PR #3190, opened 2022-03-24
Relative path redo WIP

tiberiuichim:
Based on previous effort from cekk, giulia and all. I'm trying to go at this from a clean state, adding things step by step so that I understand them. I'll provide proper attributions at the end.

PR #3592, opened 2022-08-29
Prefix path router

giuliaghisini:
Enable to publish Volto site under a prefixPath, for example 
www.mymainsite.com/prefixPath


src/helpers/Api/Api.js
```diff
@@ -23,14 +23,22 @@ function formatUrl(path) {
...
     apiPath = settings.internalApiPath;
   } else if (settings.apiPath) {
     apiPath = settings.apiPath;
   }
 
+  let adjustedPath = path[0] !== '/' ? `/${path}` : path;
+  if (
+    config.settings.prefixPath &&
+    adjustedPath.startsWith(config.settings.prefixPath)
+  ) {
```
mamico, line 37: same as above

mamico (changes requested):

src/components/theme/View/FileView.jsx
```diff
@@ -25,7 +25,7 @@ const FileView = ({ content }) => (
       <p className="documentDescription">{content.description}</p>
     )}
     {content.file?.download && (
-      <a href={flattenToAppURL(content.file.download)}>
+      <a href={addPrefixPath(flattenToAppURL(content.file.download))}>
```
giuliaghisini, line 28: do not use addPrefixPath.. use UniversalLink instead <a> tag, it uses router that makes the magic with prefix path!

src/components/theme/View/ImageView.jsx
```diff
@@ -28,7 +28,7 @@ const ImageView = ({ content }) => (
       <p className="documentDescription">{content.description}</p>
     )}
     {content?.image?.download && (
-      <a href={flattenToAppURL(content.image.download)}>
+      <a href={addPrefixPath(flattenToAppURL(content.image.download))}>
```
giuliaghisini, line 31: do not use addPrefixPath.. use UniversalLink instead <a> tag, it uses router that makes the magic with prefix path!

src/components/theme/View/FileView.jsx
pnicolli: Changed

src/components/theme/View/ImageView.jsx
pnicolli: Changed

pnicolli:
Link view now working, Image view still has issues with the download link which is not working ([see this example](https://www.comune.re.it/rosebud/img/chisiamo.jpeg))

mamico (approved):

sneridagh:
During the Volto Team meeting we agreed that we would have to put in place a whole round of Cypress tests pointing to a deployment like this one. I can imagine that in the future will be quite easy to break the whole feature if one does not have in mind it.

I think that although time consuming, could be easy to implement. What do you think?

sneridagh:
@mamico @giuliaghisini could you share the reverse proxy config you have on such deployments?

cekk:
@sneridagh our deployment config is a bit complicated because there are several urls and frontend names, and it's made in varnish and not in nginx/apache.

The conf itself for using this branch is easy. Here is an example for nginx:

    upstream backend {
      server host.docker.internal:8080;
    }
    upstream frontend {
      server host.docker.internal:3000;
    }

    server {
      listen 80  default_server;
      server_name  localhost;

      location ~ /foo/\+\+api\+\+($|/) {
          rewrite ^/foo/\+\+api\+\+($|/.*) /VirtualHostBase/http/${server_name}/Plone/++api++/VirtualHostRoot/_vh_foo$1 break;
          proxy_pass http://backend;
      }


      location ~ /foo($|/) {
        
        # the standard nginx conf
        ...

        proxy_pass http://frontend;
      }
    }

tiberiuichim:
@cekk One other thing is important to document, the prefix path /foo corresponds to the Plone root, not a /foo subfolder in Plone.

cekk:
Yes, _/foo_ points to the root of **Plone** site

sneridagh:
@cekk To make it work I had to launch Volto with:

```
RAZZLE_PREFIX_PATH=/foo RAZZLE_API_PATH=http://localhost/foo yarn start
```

------------------------------------

## Your goal
Could you reproduce every record exactly as it appears?

## Answer to the exercise
PR #3190, opened 2022-03-24
Relative path redo WIP

tiberiuichim:
Based on previous effort from cekk, giulia and all. I'm trying to go at this from a clean state, adding things step by step so that I understand them. I'll provide proper attributions at the end.

PR #3592, opened 2022-08-29
Prefix path router

giuliaghisini:
Enable to publish Volto site under a prefixPath, for example 
www.mymainsite.com/prefixPath


src/helpers/Api/Api.js
```diff
@@ -23,14 +23,22 @@ function formatUrl(path) {
...
     apiPath = settings.internalApiPath;
   } else if (settings.apiPath) {
     apiPath = settings.apiPath;
   }
 
+  let adjustedPath = path[0] !== '/' ? `/${path}` : path;
+  if (
+    config.settings.prefixPath &&
+    adjustedPath.startsWith(config.settings.prefixPath)
+  ) {
```
mamico, line 37: same as above

mamico (changes requested):

src/components/theme/View/FileView.jsx
```diff
@@ -25,7 +25,7 @@ const FileView = ({ content }) => (
       <p className="documentDescription">{content.description}</p>
     )}
     {content.file?.download && (
-      <a href={flattenToAppURL(content.file.download)}>
+      <a href={addPrefixPath(flattenToAppURL(content.file.download))}>
```
giuliaghisini, line 28: do not use addPrefixPath.. use UniversalLink instead <a> tag, it uses router that makes the magic with prefix path!

src/components/theme/View/ImageView.jsx
```diff
@@ -28,7 +28,7 @@ const ImageView = ({ content }) => (
       <p className="documentDescription">{content.description}</p>
     )}
     {content?.image?.download && (
-      <a href={flattenToAppURL(content.image.download)}>
+      <a href={addPrefixPath(flattenToAppURL(content.image.download))}>
```
giuliaghisini, line 31: do not use addPrefixPath.. use UniversalLink instead <a> tag, it uses router that makes the magic with prefix path!

src/components/theme/View/FileView.jsx
pnicolli: Changed

src/components/theme/View/ImageView.jsx
pnicolli: Changed

pnicolli:
Link view now working, Image view still has issues with the download link which is not working ([see this example](https://www.comune.re.it/rosebud/img/chisiamo.jpeg))

mamico (approved):

sneridagh:
During the Volto Team meeting we agreed that we would have to put in place a whole round of Cypress tests pointing to a deployment like this one. I can imagine that in the future will be quite easy to break the whole feature if one does not have in mind it.

I think that although time consuming, could be easy to implement. What do you think?

sneridagh:
@mamico @giuliaghisini could you share the reverse proxy config you have on such deployments?

cekk:
@sneridagh our deployment config is a bit complicated because there are several urls and frontend names, and it's made in varnish and not in nginx/apache.

The conf itself for using this branch is easy. Here is an example for nginx:

    upstream backend {
      server host.docker.internal:8080;
    }
    upstream frontend {
      server host.docker.internal:3000;
    }

    server {
      listen 80  default_server;
      server_name  localhost;

      location ~ /foo/\+\+api\+\+($|/) {
          rewrite ^/foo/\+\+api\+\+($|/.*) /VirtualHostBase/http/${server_name}/Plone/++api++/VirtualHostRoot/_vh_foo$1 break;
          proxy_pass http://backend;
      }


      location ~ /foo($|/) {
        
        # the standard nginx conf
        ...

        proxy_pass http://frontend;
      }
    }

tiberiuichim:
@cekk One other thing is important to document, the prefix path /foo corresponds to the Plone root, not a /foo subfolder in Plone.

cekk:
Yes, _/foo_ points to the root of **Plone** site

sneridagh:
@cekk To make it work I had to launch Volto with:

```
RAZZLE_PREFIX_PATH=/foo RAZZLE_API_PATH=http://localhost/foo yarn start
```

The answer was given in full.